PR #537, opened 2019-08-30
add error location tip into error message

pi-r-p:
Idea: to know exactly what instruction in the line causes the failure.
- Independant of LINEON, there is no cost to do it.
- comments are preserved, long statements are cut to 30 characters (also helps to preserve secrets).

Example:
```java
//will fail
[ 1 ] 0    GET 1 GET 1 GET STOP    'very very very very very very very very long string'  //very very very very very very very very long comment

```

Error message:
`2 in section '[TOP]':  [ 1 ] 0    GET 1 =>GET<= 1 GET STOP    'very%20very%20very%20very%...  //very very very very very very very very long comment  : GET operates on a map, list or byte array.`

Possible enhancement : copy `StringUtils.abbreviate` function somewhere to avoid another import.

### DIFF
--- a/warp10/src/main/java/io/warp10/script/MemoryWarpScriptStack.java
+++ b/warp10/src/main/java/io/warp10/script/MemoryWarpScriptStack.java
@@ -47,6 +47,7 @@ import java.util.concurrent.atomic.AtomicBoolean;
 import java.util.concurrent.atomic.AtomicInteger;
 import java.util.concurrent.atomic.AtomicLong;
 
+import org.apache.commons.lang.StringUtils;
 import org.apache.hadoop.util.Progressable;
 
 public class MemoryWarpScriptStack implements WarpScriptStack, Progressable {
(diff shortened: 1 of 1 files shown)


warp10/src/main/java/io/warp10/script/MemoryWarpScriptStack.java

========

▸ **EXERCISE DETAILS**
Produce the entries again, character for character.

▸ **ANSWER BOX**
PR #537, opened 2019-08-30
add error location tip into error message

pi-r-p:
Idea: to know exactly what instruction in the line causes the failure.
- Independant of LINEON, there is no cost to do it.
- comments are preserved, long statements are cut to 30 characters (also helps to preserve secrets).

Example:
```java
//will fail
[ 1 ] 0    GET 1 GET 1 GET STOP    'very very very very very very very very long string'  //very very very very very very very very long comment

```

Error message:
`2 in section '[TOP]':  [ 1 ] 0    GET 1 =>GET<= 1 GET STOP    'very%20very%20very%20very%...  //very very very very very very very very long comment  : GET operates on a map, list or byte array.`

Possible enhancement : copy `StringUtils.abbreviate` function somewhere to avoid another import.

### DIFF
--- a/warp10/src/main/java/io/warp10/script/MemoryWarpScriptStack.java
+++ b/warp10/src/main/java/io/warp10/script/MemoryWarpScriptStack.java
@@ -47,6 +47,7 @@ import java.util.concurrent.atomic.AtomicBoolean;
 import java.util.concurrent.atomic.AtomicInteger;
 import java.util.concurrent.atomic.AtomicLong;
 
+import org.apache.commons.lang.StringUtils;
 import org.apache.hadoop.util.Progressable;
 
 public class MemoryWarpScriptStack implements WarpScriptStack, Progressable {
(diff shortened: 1 of 1 files shown)


warp10/src/main/java/io/warp10/script/MemoryWarpScriptStack.java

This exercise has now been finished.